Wondering if anyone is aware of any studies that may have looked at confirming the accuracy of population bottleneck models by determining the minimum bottlenecks for a known species with known bottleneck populations and times?
Ideally, a third party would collect all the sample DNA data and anonymize it somehow – perhaps focusing only on one gene and/or a small number of genes where the species cannot be readily identified – and then send to several different groups using different models to see what minimum population size and date they come up with.

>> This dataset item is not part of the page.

PR #63, opened 2015-02-15
Separate BeamData.h into smaller header files

Aperion:
This separates the most commonly used parts of BeamData.h into separate headers.  I've included the new headers in BeamData.h to avoid breaking existing code.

An example species might be something like bison in North America (plains and/or wood), where the population was once 20 -30 million, then went all the way down to under 1,000 in the late 1800’s, then shot all the way back up to 500,000 in only about 100 years at present. Yes, humans helped revive them (after almost killing them off), but if we’re talking about using this study to look at the potential accuracy of these models for human bottlenecks, seems like there would be some similar intervention dynamics within human populations as well. And yes, cattle were admixed with the bison populations, but perhaps this is analogous to Neanderthal admixing with humans? I believe wood bison in Canada may have less cattle admixing (if any), so maybe this sub-species would be better.

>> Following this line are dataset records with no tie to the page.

PR #70, opened 2015-02-16
Workaround for FF and legal stuff

Hiradur:
1. Disabled Force feedback for Linux since it only causes crashes with a controller connected.
2. Added a bunch of legal notices that I feel are necessary  
Please review the legal stuff and let me know what you think.


Max98:
It seems like we need those IMO.

Hiradur:
Yeah, I forgot you :P 
No, I figured since you would have to complete your entries anyway I don't have to include you.
Does somebody happen to know the license for the assets?

Aperion:
Good idea, althouh to be picky shouldn't  the FF work aruond be done in a different pull request?

Yes, you missed me for both the previous authors, and the current authors. And Box5Diesel should be added to the asset list.

Hiradur:
FF: Yeah that's true, I already created a branch for the legal stuff but forgot to reset the FF commit. I realised that after merging with upstream and didn't feel like doing it again since the download was big due to the changes to binary files.

I thought you would rather want to add yourself. But if you send me the required information (forum pm maybe) I can add all of you right away so everything is bundled in one pull request.

Aperion:
I'm fine with adding my self. One thing that was never talked about
previously was copyright. I know pricordes name is always up to date but
hasn't contributed in ages. I've seen my name removed, or not attributed,
and I've never seen a conversation, or notice about it.

One more thing, Thomas and pricordes copyright dates should match with
their contribution dates. Unless something else wants to be done with
copyright, like transfer to another entity or... Not sure what else.

Hiradur:
I got the feeling that copyright is an issue here before (e.g. assets). There probably is no way to make this completely correct now without replacing all the old stuff which isn't what we intend to do.
Another way would be to go through the SVN and Hg commits but I don't think that anybody would be willing to do this.
I started this legal stuff mainly because the longer we wait the more problematic the whole copyright thing will become. Some open source gurus don't like to work on projects with uncertain licenses.
A recent example would be Cube2:Sauerbraten. While the source code is zlib/libpng-licensed they suddenly realized they don't know what most of their assets are licensed as leading to decline in development.

Aperion:
I'll poke around the invites board and see if I can dig up any discussions
about content licensing. I know they happened I just never paid too much
attention.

Since this bottleneck is such a short time ago and the diversity is so low, wouldn’t this be a slam dunk for population models?
Even better, is there some known very small bottleneck, say of some invasive species introduced by humans into an isolated island – where hundreds of years ago humans brought in a known and very small population…maybe even a population of two??
@swamidass: Did some searches and could not find anything similar being done, but let me know if you are aware of this or your thoughts.
However, if the group(s) doing the models already knew in advance the species and population minimums – skeptics may question whether the models were just tweaked to fit the known bottleneck(s).
I see that they determined the bottleneck for Florida Panthers via the genetic analysis, but don’t see if they can confirm this with any record-keeping data. It just seems like the genetics models are all that they have this this case:
Any other species that would be a good test? A small population introduced by humans hundreds of years ago on some remote island would seem ideal?
Again, to me, seems like this should be a slam dunk verification for population models, if done well. However,most of these would be so recent and so intertwined with human impacts that maybe they would not have much applicability to the accuracy of human bottlenecks that are 50k to ~100k years ago.